Мужчины, сидевшие на лошадях, были молоды, румянец во всю щеку, блестящие светлые волосы, и лошади хороши: плотные, раскормленные, с широкими лоснящимися крупами. Лейтенант громким голосом отдал команду. Кавалеристы спешились на площади и привязали лошадей к столбикам вокруг памятника погибшим. Поломали ряды и, пешие, стали искать, где расположиться. Улицы заполнили топот сапог, чужая гортанная речь, звяканье шпор и сабель. Горожанки в домах прятали хорошее постельное белье.

Старшая и младшая Анжелье — мать и жена Гастона Анжелье, военнопленного, сидевшего в лагере в Германии, — заканчивали в доме приборку. Старшая — худая, сухая, костистая, очень бледная, — собственноручно убирала в кабинете книги и, прежде чем запереть их в шкаф, читала вполголоса названия и благоговейно поглаживала ладонью переплеты.

— Чтобы к книгам моего Гастона притронулся немец?! Лучше сжечь! — шептала она.

— А коли немец от шкафа ключ попросит? — простонала толстуха кухарка.
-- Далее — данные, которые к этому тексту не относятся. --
PR #3255, opened 2022-04-18
Issue 45275: SQL Server upgrade very slow in exp-21.013-21.014.sql

labkey-jeckels:
#### Rationale
exp-21.013-21.014.sql is populating the exp.ProtocolApplication.EntityId column by updating the rows one Table.update() call at a time. That's slow when you have more than a million rows.

#### Changes
* For SQL Server, use NEWID() via a bulk UPDATE call instead of Java upgrade code

### DIFF
--- a/experiment/resources/schemas/dbscripts/sqlserver/exp-21.013-21.014.sql
+++ b/experiment/resources/schemas/dbscripts/sqlserver/exp-21.013-21.014.sql
@@ -16,6 +16,8 @@
 
 ALTER TABLE exp.ProtocolApplication ADD EntityId ENTITYID;
 
-EXEC core.executeJavaUpgradeCode 'generateExpProtocolApplicationEntityIds';
+GO
+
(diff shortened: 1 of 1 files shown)


labkey-alan (approved):
Looks good to me, but I am wondering if we have an equivalent solution for Postgres? There is bound to be a Postgres installation out there with a similar sized database.

labkey-matthewb (approved):
Yikes, never use Table.insert/update/delete in a loop.  ParameterMapStatement is your friend.

labkey-jeckels:
@labkey-alan agreed that the perf could be problematic for large Postgres installs. I needed to get the SQL Server customer's upgrade unblocked so I merged as-is.

The script was part of 21.11 so it's large Postgres-based deployments that are on 21.10 that stand to benefit additional optimization. Postgres introduced gen_random_uuid() in version 13, but we support back to version 10 at the moment. So it wasn't a trivial update.

PR #594, opened 2019-12-16
Typescript support

jenow:
# What does this PR do ?

Add TS support.


src/directives/Materialize/m-select.directive.ts
```diff
@@ -5,12 +5,12 @@ export default {
...
-    let $el = $(el)
+    let $el: any = $(el)
     setTimeout(() => {
       $el.material_select()
-      $el.on('change', () => {
-        this.set(el.value)
-      })
+      // $el.on('change', () => {
+        // this.set(el.value)
+      // })
```
xbill82: Comment left accidentally

```suggestion
```

PR #606, opened 2020-01-17
[KZL-1433] 404 page

berthieresteban:
### What does this PR do ?

Use bootstrap card for the 404 page
Add '\*' path in router to display the 404 page for all non listed roads
Split 404 page in two components (1 for path '\*' and one in data folder for index/collection not found)
Clean home (wrapper class) to allow layout get full page height 
Use bootstrap in topBar, treeview, indexbranch

Update 404 cypress test to use data-cy instead of class


src/components/404.vue
```diff
@@ -1,15 +1,23 @@
...
-      <p>The index or collection that you requested doesn't exist.</p>
-      <p>
-        If you have a lot of indexes and/or collections please wait until those
-        are loaded in the left menu and this 404 will desappear.
-      </p>
-      <router-link class="404BackToHome-link" :to="{ name: 'Data' }">
-        Go back to the main page
-      </router-link>
+  <div class="Main">
+    <div class="fourOhFourPage">
```
xbill82: Why do we have this?
```
  Main
    fourOhFourPage
```
What is `Main` for?

src/components/Home.vue
```diff
@@ -6,16 +6,13 @@
...
-      <warning-header
-        v-if="!$store.direct.getters.auth.adminAlreadyExists"
-        :text="warningHeaderText"
-      />
-      <div class="wrapper">
-        <router-view />
-      </div>
-    </main>
-
+    <warning-header
```
xbill82: Should be replaced by `b-alert`

PR #607, opened 2020-01-22
[KZL-1447] App layout improvements

xbill82:
## What does this PR do ?
Cleans the application layout following an advice from Florens Verschelde. The main blocks of the application are now `display: flex` and we do not use the window scroll bar anymore. Instead, we force the scroll bars to appear, when needed, in the inner blocks (like, for instance, the sidebar and the main content block).

Check the Netlify build.

### Other changes
* Some tests have been fixed to use the new `data-cy` target selectors introduced in the previous works.
* Some error pages have been migrated

### Boyscout
* Some useless portions of code have been deleted

### DIFF
--- a/src/App.vue
+++ b/src/App.vue
@@ -20,7 +20,7 @@
           v-if="!$store.direct.getters.kuzzle.currentEnvironmentId"
           class="App-disconnected"
         ></div>
-        <div v-else data-cy="App-connected" class="h-100">
+        <template v-else data-cy="App-connected" class="h-100">
           <div
             v-if="!$store.direct.getters.auth.isAuthenticated"
             class="App-loggedOut"
@@ -43,13 +43,13 @@
               />
             </div>
           </div>
-          <div v-else class="App-loggedIn h-100" data-cy="App-loggedIn">
+          <template v-else class="App-loggedIn h-100" data-cy="App-loggedIn">
             <router-view
               @environment::create="editEnvironment"
               @environment::delete="deleteEnvironment"
             />
-          </div>
-        </div>
+          </template>
+        </template>
       </template>
     </template>
 
@@ -61,7 +61,7 @@
     <modal-delete id="modal-env-delete" :environment-id="environmentId" />
     <modal-import id="modal-env-import" />
 
-    <toaster />
+    <!-- <toaster /> -->
   </div>
 </template>
 
@@ -78,7 +78,7 @@ import CreateEnvironmentPage from './components/Common/Environments/CreateEnviro
 import ModalCreateOrUpdate from './components/Common/Environments/ModalCreateOrUpdate'
 import ModalDelete from './components/Common/Environments/ModalDelete'
 import ModalImport from './components/Common/Environments/ModalImport'
-import Toaster from './components/Materialize/Toaster.vue'
+// import Toaster from './components/Materialize/Toaster.vue'
 
 // @TODO we'll have to import FA from global.scss one day...
 import '@fortawesome/fontawesome-free/css/all.css'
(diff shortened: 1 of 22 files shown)


src/App.vue
```diff
@@ -151,8 +149,6 @@ export default {
 
 <style lang="scss" scoped>
 .App {
-  height: 100vh;
-  overflow-x: hidden;
-  background-color: $page-background-color;
```
Njuelle: we need to keep the background color

tests/e2e/cypress/integration/search.spec.js
```diff
@@ -453,15 +450,15 @@ describe('Search', function() {
 
     cy.get('.RawFilter-submitBtn').click()
 
-    cy.get('.DocumentListItem').should(function($el) {
+    cy.get('.DocumentListItem').should(function ($el) {
       expect($el.first()).to.contain('Maret')
```
berthieresteban: Shouldn't be like line 385 ?
```suggestion
      expect($el.first()).to.contain('maret')
```

tests/e2e/cypress/integration/search.spec.js
```diff
@@ -453,15 +450,15 @@ describe('Search', function() {
...
       expect($el.last()).to.contain('Marchesini')
```
berthieresteban: Shouldn't be like line 386 ?
```suggestion
      expect($el.last()).to.contain('marchesini')
```

src/components/Common/MainMenu.vue
```diff
@@ -1,63 +1,60 @@
...
+      />
+    </b-navbar-brand>
+    <b-navbar-toggle target="nav-collapse" type="light"></b-navbar-toggle>
+    <b-collapse id="nav-collapse" is-nav>
+      <b-navbar-nav>
+        <b-nav-item
+          :active="
+            $route.path.match('/data')
+              ? $route.path.match('/data').length > 0
+              : false
```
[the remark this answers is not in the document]
xbill82: nope. The component wants a boolean prop

src/components/Common/MainMenu.vue
```diff
@@ -1,63 +1,60 @@
...
+          "
+          :to="{ name: 'Data' }"
+          >Data</b-nav-item
+        >
+        <b-nav-item
+          :active="
+            $route.path.match('/security')
+              ? $route.path.match('/security').length > 0
+              : false
```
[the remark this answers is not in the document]
xbill82: same here

tests/e2e/cypress/integration/search.spec.js
xbill82: No, because in the test at line 329, I changed the fixtures I inject (which, yeah, are not centralized in a proper fixture file, but are repeated in each test, sorry).
Actually, I could have avoided changing these tests. They fail because we ripped out all the Materialize CSS and the jQuery logic, so legacy dropdowns and other "complex" widgets aren't working anymore. Once we migrate the search UI, we'll have to entirely re-write the tests, so my changes are irrelevant at the time being.

tests/e2e/cypress/integration/search.spec.js
xbill82: same as previous

src/App.vue
xbill82: done!

src/components/Data/Layout.vue
```diff
@@ -108,19 +106,25 @@ export default {
...
 
-.content {
-  width: calc(100% - #{$sidebar-width});
-  margin-left: $sidebar-width;
+.DataLayout-contentWrapper {
+  flex-grow: 1;
+  height: 100%;
+  overflow: auto;
   padding: $content-gutter;
+  background-color: #f5f5f5;
```
Njuelle: we have a variable with this color already set

xbill82: ok

PR #609, opened 2020-01-27
[KZL-1434] Indexes bootstrap migration

xbill82:
## What does this PR do ?
Migrate the indexes list to BootstrapVue

Check the build visually


src/components/Data/Indexes/Page.vue
```diff
@@ -0,0 +1,187 @@
...
+      >
+        <i class="fa fa-plus-circle left" />
+        Create an index
+      </b-button>
+    </headline>
+
+    <list-not-allowed v-if="!canSearchIndex()" />
+    <template v-else>
+      <b-row class="mb-3">
+        <b-col sm="8" class="text-secondary">
```
Njuelle: this div is not vertically aligned with the input filter on the right.
```suggestion
        <b-col sm="8" class="text-secondary pt-2">
```

src/components/Data/Indexes/Page.vue
```diff
@@ -0,0 +1,187 @@
...
+          {{ tableItems.length }}
+          {{ tableItems.length === 1 ? 'index' : 'indexes' }}
+        </b-col>
+        <b-col sm="4">
+          <b-input-group>
+            <template v-slot:prepend>
+              <b-input-group-text>Filter</b-input-group-text>
+            </template>
+            <b-form-input v-model="filter"></b-form-input>
```
Njuelle: Maybe we can disable this input if there is no indexes

src/components/Data/Indexes/CreateIndexModal.vue
```diff
@@ -0,0 +1,86 @@
...
+      >
+        <b-form-input
+          data-cy="CreateIndexModal-name"
+          id="indexName"
+          required
+          type="text"
+          v-model="index"
+        ></b-form-input>
+      </b-form-group>
+      <b-alert
```
Njuelle: image

src/components/Data/Indexes/Page.vue
```diff
@@ -0,0 +1,187 @@
...
+        </template>
+        <template v-slot:cell(indexName)="indexName">
+          <router-link
+            :data-cy="`IndexesPage-name--${indexName.value}`"
+            :to="{
+              name: 'DataIndexSummary',
+              params: { index: indexName.value }
+            }"
+          >
+            {{ indexName.value }}
```
Njuelle: image

plus, In my opinion, it's not easy to know that you can click on the name of the index to see its contents without passing the cursor over it.

src/components/Data/Indexes/Page.vue
```diff
@@ -0,0 +1,187 @@
...
+          </router-link>
+        </template>
+        <template v-slot:cell(actions)="row">
+          <b-button
```
Njuelle: also we can add a create collection button here

berthieresteban: Not sure about that point

Njuelle: Why? Historically, the button existed in the previous version

xbill82: I agree with @berthieresteban : it looks like a dumb feature to me, but I also agree with @Njuelle : it was there before and taking it away may break some users' habits.
In the end, I feel it's not such an evil button, so I'd keep it.

PR #611, opened 2020-02-06
Migrate Create or Update collection to Bootstrap

xbill82:
## What does this PR do ?
Migrates Create or Update collection to Bootstrap

Build locally and check.


src/components/Data/Collections/CreateOrUpdate.vue
```diff
@@ -1,137 +1,232 @@
...
+              >
+              <br /><br />
+              For example:
+              <pre>
+{
+"age": { "type": "integer" },
+"name": { "type": "text" }
+}
+        </pre
+              >
```
berthieresteban:
```suggestion
              <pre>
{
  "age": { "type": "integer" },
  "name": { "type": "text" }
}
              </pre>
```

src/components/Data/Collections/CreateOrUpdate.vue
```diff
@@ -1,137 +1,232 @@
...
-    index: String,
-    headline: String
+    index: { type: String, required: true },
+    collection: String,
+    headline: String,
+    submitLabel: { type: String, default: 'OK' },
+    realtimeOnly: Boolean,
+    mapping: {
+      type: Object,
+      default: () => ({})
```
berthieresteban: I've nothing to say about that but I'm interested about why we could not use `default: {}`

xbill82: Actually, Vuejs forces the dev to do it this way.

PR #617, opened 2020-02-24
Simpler environment management

xbill82:
## What does this PR do ?
Refactors the environment management, fixing some small issues and preparing the ground for some bigger refactors.

- At the first page load, pay attention to the small logo and spinner at the center of the screen. They should be nicely centered.
- Create a valid connection (e.g. to your local kuzzle) and ensure the AC properly connects to it
- Create an invalid connection (with a random IP) and take a look at the error page it displays
- Switch between the two environments and ensure the AC smoothly switches from one to the other.

### DIFF
--- a/public/index.html
+++ b/public/index.html
@@ -4,92 +4,33 @@
     <meta charset="utf-8" />
     <title>Kuzzle Admin Console</title>
     <style>
-      .app-loading {
-        position: fixed;
-        top: 0;
-        left: 0;
-        bottom: 0;
-        right: 0;
-        padding-top: 50px;
-        height: 100%;
-        overflow: auto;
-      }
       html {
-        background-color: #f5f5f5;
+        /* We can avoid setting height:100vh on the grid container if we use height:100% 
+          on the root element and then all descendants up until the grid container. 
+          Using 100vh can be a simpler option, but the vh unit can be problematic on 
+          iOS and Android: https://nicolas-hoizey.com/articles/2015/02/18/viewport-height-is-taller-than-the-visible-part-of-the-document-in-some-mobile-browsers/ 
+        */
+        height: 100%;
+        /* With our styles we should not have any cause for a scrollbar on the page itself,
+          so this is not strictly necessary, but to be safe we can prevent scrollbars on
+          the full page. 
+        */
+        overflow: hidden;
       }
-      .app-loading > div {
-        box-sizing: border-box;
-        font-family: Arial, sans-serif;
-        padding: 30px 40px;
-        width: 400px;
+
+      body {
+        height: 100%;
+      }
+
+      .center-screen {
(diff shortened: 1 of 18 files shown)


berthieresteban:
Create ''local' environment
Create a fake 'test' environment
Switch between
On 'test' environment we are on the unable to connect to kuzzle server with the spinner
Delete 'test' env
We can't delete 'test' env, the modal stay on the screen after validating the environment name
The selectbox behind the modal switch to 'null'
The console display some errors:
  - `Error: Cannot connect to a null environment. To reset connection, use the RESET mutation.`
  - `Uncaught (in promise) Error: Unable to execute request: not connected to a Kuzzle server.`

berthieresteban:
Using a fake 'test' env
On trying to connect page
Update the environment name
Get a non explicit line  `[Object Event]`
image

berthieresteban:
The environment name in the select must be cut 
image

berthieresteban:
When trying to connect to a fake 'test' environment
Update the environment name of the 'local' environment
The select switch to the 'local' environment and connect us and push us on the index page while we were trying to connect to the 'test' environment

berthieresteban:
Same as above on the index page
When connected to the 'local' environment
Update the 'test' environment name change the current connection and push us on trying to connect to test:7512 page

berthieresteban:
When connected to the current 'local' environment,
In the switch we can access the current environment
When trying to delete it
Push on the connection page (login as anonymous or create an admin)
And the modal still present
image

berthieresteban:
environment name on index page should be cut
image

berthieresteban:
Same here we should cut the enrivonment name 
image

berthieresteban:
Username should be cut too 
image

xbill82:
Also, the "Export environments" button doesn't work for me. Do you confirm that?

berthieresteban:
Run kuzzle stack with kourou
Connect to AC on localhost
Try to create first admin
Get an error (console + toast)
Create admin button stay disabled until we reload or click on the current environment in the select env
image

berthieresteban:
> Also, the "Export environments" button doesn't work for me. Do you confirm that?

Yes it doesn't work for me too

xbill82:
Hi @berthieresteban , concerning the errors below

> The console display some errors:
>
>    Error: Cannot connect to a null environment. To reset connection, use the RESET mutation.
>    Uncaught (in promise) Error: Unable to execute request: not connected to a Kuzzle server.

I think we should fix this in the #618 because it will be way easier to do it (the refactored code is much cleaner)

xbill82:
Yo @berthieresteban I've solved the issues that I've tagged with the :+1: emoji. The ones that are tagged with the :rocket: emoji should be solved in the #618 PR.

PR #618, opened 2020-02-25
Refactor de la muerte

xbill82:
## What does this PR do ?
Something radically out of scope but that fixes a behavior everybody was complaining about.

Makes the AC properly handle the "Connecting...", "Connected", "Temporarily offline" states. Now, whenever Kuzzle goes down, the AC just shows a toast instead of changing the current page.

To implement this, a whole lot of stuff has been refactored. A whole lot of junky code has been cleaned up and it feels damn good.

* Launch a Kuzzle instance
* Connect the AC to it
* Stop the Kuzzle instance
* Verify that the AC displays a toast
* Relaunch the Kuzzle instance
* Verify that the toast is gone

:warning: All the tests of the following specs must be :heavy_check_mark: 
* 404 page
* Collection management
* Document list
* Document update/replace
* Environments
* Indexes
* Login
* Search

### Other changes and Boyscout
- [x] Improve the handling of JSON parsing errors on environment load: a toast should notify that the environments are malformed and dump the content of the LocalStorage item to console.
- [x] Handle the case where no current environment is set (currently defaults to first available one)
- [x] Properly handle delete environments, both when still env left and when no env left.
- [x] Nice and smooth environment import with proper error messages
- [x] Nice and smooth entironment switch
- [x] Improve the handling of an environment update: if the URL of the Kuzzle server has changed, the connection should be reset.
- [x] Proper first admin check
- [x] Fix tests
- [x] Connection spinner on first page load
- [x] Token expired check


berthieresteban:
I just tested it and it's very cool :+1: 

When the toast is displayed, we can access all other features. I tried to create an index while no kuzzle was running and I get an error not very explicit.
Maybe we could add an overlay or something to avoid user continue using AC features while the toast is displayed ?

xbill82:
@berthieresteban The idea of the toast would rather be to allow the user to continue using _the current page_ without connectivity. Essentially, the aim is not losing the form data that have been typed in the fields, or even keep on typing without connectivity, so the overlay seems a bit too much to me.

But indeed, we should 
* create reliable error workflows, with meaningful messages,
* prevent the user to click on links that would lead do a new page, which would not be able to display itself, since no `checkToken` action would be possible,
* prevent the user to trigger actions that involve interactions with the server (like, e.g. creating a new index).

For this purpose, I was thinking about some sort of "connection-aware buttons", that would disable themselves when the server is not reachable. Does this make sense to you?

berthieresteban:
I think there is two subjects here that might be treat in two times:
  - Keep the user on the current page while loosing the connection to allow him `not losing the form data that have been typed in the fields`
  - And allow the user to `keep on typing without connectivity`

The ideas you propose in the previous message are very great and fit very well with both of the two subjects.

But IMHO, the second subject could be a new feature of the admin console and might take a more important time than the first. 

That's why I think adding an overlay could be a good compromise because it allow us to treat the first subject avoiding some bugs and we could treat the second subject after the end of the redesigned phase.

xbill82:
@berthieresteban I understand your statement and I think it's a very good point. But I am having a hard time accepting this idea of the overlay because it kind of brings the whole thing back to where we are now.
The current state of the AC is "You lose the connectivity === you lose the page", which is unacceptable. The overlay would mean "You lose the connectivity === you stop touching stuff", which is not as bad, but still... It's shitty.
What I propose is: let's stick with this bold idea of just providing something really good without rushing on the release of this feature.
Let's take the time to test everything and write Cypress tests for everything.
What I'd like to achieve in the short term is *meaningful error messages* which is _always_ a good thing.

What do you think?

berthieresteban:
***after a wild discussion***

I agree with you and the only important difference between our propal is that we allow user found some bug with yours BUT since we will not release the AC soon and as you said we could ask some beta-tester, your solution looks betters because those BT will be able to spot more bugs.

berthieresteban:
Create ''local' environment
Create a fake 'test' environment
Switch between
On 'test' environment we are on the unable to connect to kuzzle server with the spinner
Delete 'test' env
We can't delete 'test' env, the modal stay on the screen after validating the environment name
The selectbox behind the modal switch to 'null'
The console display some errors:
  - `Error: Cannot connect to a null environment. To reset connection, use the RESET mutation.`
  - `Uncaught (in promise) Error: Unable to execute request: not connected to a Kuzzle server.`

berthieresteban:
Using a fake 'test' env
On trying to connect page
Update the environment name
Get a non explicit line  `[Object Event]`
image

berthieresteban:
When trying to connect to a fake 'test' environment
Update the environment name of the 'local' environment
The select switch to the 'local' environment and connect us and push us on the index page while we were trying to connect to the 'test' environment

xbill82:
Unable to edit an existing environment from the Login screen

xbill82:
Import environments doesn't successfully switch to the imported env

xbill82:
Switching from an env to anorther doesn't refresh the index list

berthieresteban:
Capture du 2020-03-05 14-00-12
I'm not sure but we might check the `type of the property` and the `verb condition` to display a better error like `You should use the match condition with a string property` or `Number property and match condition are incompatible`.

berthieresteban:
Capture du 2020-03-05 13-58-56
We will probably need to crop the displayed json in list view.

berthieresteban:
Capture du 2020-03-05 13-58-40
I can't click on the `i` icon to get the tooltip displayed

berthieresteban:
On create collection page, click on cancel button display a blank page

berthieresteban:
Create document, cancel, we probably should display a spinner instead of `this collection is empty` during the loading

src/components/Data/Collections/CreateOrUpdate.vue
```diff
@@ -183,6 +183,16 @@ export default {
...
+    cancel() {
+      if (this.$router._prevTransition && this.$router._prevTransition.to) {
+        this.$router.push(this.$router._prevTransition.to)
+      } else {
+        this.$router.push({
+          name: 'Indexes',
+          params: { index: this.index }
+        })
+      }
+    },
```
berthieresteban: On create collection page, click on cancel button display a blank page

src/components/Data/Documents/Page.vue
```diff
@@ -29,84 +32,96 @@
...
+            <b-col cols="12">
+              <template v-if="isCollectionEmpty">
+                <realtime-only-empty-state
+                  v-if="isRealtimeCollection"
+                  :index="index"
+                  :collection="collection"
+                />
+                <empty-state v-else :index="index" :collection="collection" />
+              </template>
+              <template v-if="!isCollectionEmpty">
```
berthieresteban:
```suggestion
              <template v-else>
```

xbill82:
Gets back to login page on reload... can you confirm @berthieresteban ?

PR #619, opened 2020-03-11
fix tooltip

berthieresteban:
## What does this PR do ?
On the column view, for arrays values an icon is displayed with a tooltip to tells why we can't display the value. 
This tooltip was only displayed when hovering the dot of the 'i' icon.
This pr fix that by using bootstrap vue tooltip (wich is prettier...)

  - Run a kuzzle
  - Create a collection with a field containing an array of what you want.
  - Create a document with an array in that field
  - Go to admin console column view and add this field
  - hover the tooltip 

### Other changes
/

### Boyscout
/

/
before: 
Capture d’écran de 2020-03-11 15-25-44

after:
Capture d’écran de 2020-03-11 15-25-24

### DIFF
--- a/src/components/Data/Documents/Views/Column.vue
+++ b/src/components/Data/Documents/Views/Column.vue
@@ -186,12 +186,14 @@
                 :id="`tooltip-target-${data.item.id}-${data.field.key}`"
                 v-if="data.value.array === true"
               >
-                <i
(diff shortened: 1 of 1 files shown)


xbill82:
Screenshot from 2020-03-17 16-55-17

Fix in progress...

PR #621, opened 2020-03-13
format message wrong query

berthieresteban:
## What does this PR do ?
The toast of the error when a query was wrong displayed the entire error message. 
This Pr just makes it understandable

  - Step 1 : Run Kuzzle and go on AC
  - Step 2 : If needed, create a collection and a document with a text field for example
  - Step 3 : in advanced mode query search use a maladjusted verb (ex: match for number or equal for text)
  - Step 4 : Check the toast displayed on the right bottom
  ...

### Other changes
/

### Boyscout
/

Capture du 2020-03-05 14-00-12
Capture du 2020-03-13 09-37-56

### DIFF
--- a/src/components/Data/Documents/Page.vue
+++ b/src/components/Data/Documents/Page.vue
@@ -484,6 +484,19 @@ export default {
         this.$log.error(e)
         if (e.status === 412) {
           this.indexOrCollectionNotFound = true
+        } else if (e.message.includes('failed to create query')) {
+          this.$bvToast.toast(
+            'Your query is ill-formed. The complete error has been dumped to the console.',
+            {
+              title:
+                'Ooops! Something went wrong while fetching the documents.',
+              variant: 'warning',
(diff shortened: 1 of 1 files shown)


src/components/Data/Documents/Page.vue
```diff
@@ -484,6 +484,19 @@ export default {
         this.$log.error(e)
         if (e.status === 412) {
           this.indexOrCollectionNotFound = true
+        } else if (e.message.includes('failed to create query')) {
```
jenow:
```suggestion
        } else if (e.id === 'services.storage.unexpected_bad_request') {
```

xbill82: @jenow not available yet since we're still on the SDK 7.0.0-beta (which is shit, we should bump ASAP).
Once we bumped, your remark must be extended to all the cases where we perform pattern matching on the SDK error messages.

PR #622, opened 2020-03-16
[KZL-1441] realtime view

xbill82:
## What does this PR do ?
Redesigns the Realtime view for a collection.

* Run the tests and ensure that _all the tests except from `Users` are green_
* play with it on Netlify

## Other changes
* Rewritten the API of the `JSONEditor` component to make it more usable and reliable


src/components/Data/Collections/Watch.vue
```diff
@@ -427,111 +360,69 @@ export default {
...
+  async destroyed() {
+    this.reset()
+    if (this.room) {
+      await this.$kuzzle.realtime.unsubscribe(this.room)
     }
   }
 }
 </script>
 
 <style rel="stylesheet/scss" lang="scss">
```
Njuelle: Why not scoped style here? 
if needed it is possible to put 2 styles tags, one scoped and the other not, which allows to better separate the styles and to be sure to have a minimum of css override

src/components/Data/Realtime/SubscriptionControls.vue
```diff
@@ -1,7 +1,7 @@
 <template>
   <div class="valign-center">
     <div class="col s5 m5 l4">
-      <button
+      <!-- <button
```
Njuelle: maybe you forgot to clean here, or you don't want to lose this precious code ? ;)

xbill82: I'd rather delete the whole component, since we use it no more...

PR #629, opened 2020-03-25
Display human readable date for string timestamp

Aschen:
## What does this PR do ?

Elasticsearch can store date timestamp either with integer or with string.  
Actually, we display an human readable date only for the integer timestamp.  

This PR allow to display an human readable date also with string timestamp.

image

### DIFF
--- a/src/components/Data/Documents/Page.vue
+++ b/src/components/Data/Documents/Page.vue
@@ -642,12 +642,8 @@ export default {
 
       const changeField = document => {
         for (const [field, value] of Object.entries(document)) {
-          if (dateFields.includes(field) && Number.isInteger(value)) {
-            const date =
-              `${value}`.length === 13
-                ? new Date(value)
-                : new Date(value * 1000)
-
+          if (dateFields.includes(field)) {
+            const date = dateFromTimestamp(value)
             document[field] += ` (${date.toUTCString()})`
           } else if (value && typeof value === 'object') {
             changeField(value)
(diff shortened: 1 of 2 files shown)


xbill82:
oh! yeah I implemented it for the Meta in #624 but didn't think to do it for the content! We should harmonize the format, btw

src/components/Data/Documents/Page.vue
```diff
@@ -661,6 +657,35 @@ export default {
...
 }
+
+function dateFromTimestamp(value) {
+  let timestamp
+
+  if (typeof value === 'string') {
+    timestamp = parseInt(value, 10)
+
+    if (isNaN(timestamp)) {
+      return null
```
xbill82: What about displaying something instead of null?
```suggestion
      return `Invalid Date value (${value})`
```

src/components/Data/Documents/Page.vue
```diff
@@ -661,6 +657,35 @@ export default {
...
+
+  const length = `${timestamp}`.length
+
+  let date
+  if (length === 10) {
+    date = new Date(timestamp * 1000)
+  } else if (length === 13) {
+    date = new Date(timestamp)
+  } else {
+    date = null
```
xbill82:
```suggestion
    return `Invalid Date value (${value})`
```

Aschen:
Good idea @xbill82  :+1:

— Попросит у меня, — произнесла мадам Анжелье, выпрямляясь, и похлопала по карману, пришитому изнутри к ее черной шерстяной юбке. Связка ключей, с которой она не расставалась, звякнула. — Два раза просить не будет, — закончила она сумрачно.

Люсиль Анжелье, невестка, убирала под приглядом свекрови безделушки с каминной полки. Пепельницу она решила оставить. Свекровь воспротивилась.

— Будут пепел на ковры стряхивать, — сказала Люсиль, и мадам Анжелье-старшая сдалась, поджав губы.

В бледном до прозрачности лице старой женщины не оставалось ни кровинки, даже волосы у нее были белыми, и только губы — как прорезанные ножом — розоватыми в синеву, почти лиловыми. Высокий по старинной моде воротничок из сиреневого муслина на китовом усе прикрывал, не пряча, морщинистую шею, дрожащую от волнения, как у ящерицы. Слыша за окном шаги или голос немецкого солдата, старшая вздрагивала всем телом от носка маленькой ножки, обутой в остроносый ботинок, до благородных седых волос, уложенных в бандо на голове.

— Работайте, работайте, — повторяла она. — Эти вот — вот придут.

Наконец-то голая комната: ни цветочка, ни подушки, ни картинки — только самое необходимое. В большой стенной шкаф под стопу простыней спрятан семейный альбом с фотографиями, враг не осквернит святотатственным взглядом двоюродную бабушку Агату, снятую перед первым причастием, и дядюшку Жюля в шесть месяцев, голенького на подушке. С каминной полки убраны даже два фарфоровых попугая с гирляндами роз в клюве, вазы эпохи Луи — Филиппа, подаренные троюродной тетушкой, приехавшей на свадьбу из дальней дали. От них не избавлялись только из боязни ее обидеть; поглядывая на них, Гастон говорил: «Если горничная заденет их метлой и расколотит, я прибавлю ей жалованье». Но спрятали и попугаев. Французские руки подарили их, французские глаза на них смотрели, французские перья обметали с них пыль, и они останутся незапятнанными, их избавят от общения с немцами. Господи! А распятие?! В углу спальни над канапе! Старшая мадам Анжелье сняла его собственными руками и прижала к груди, укрыв концами кружевной косынки.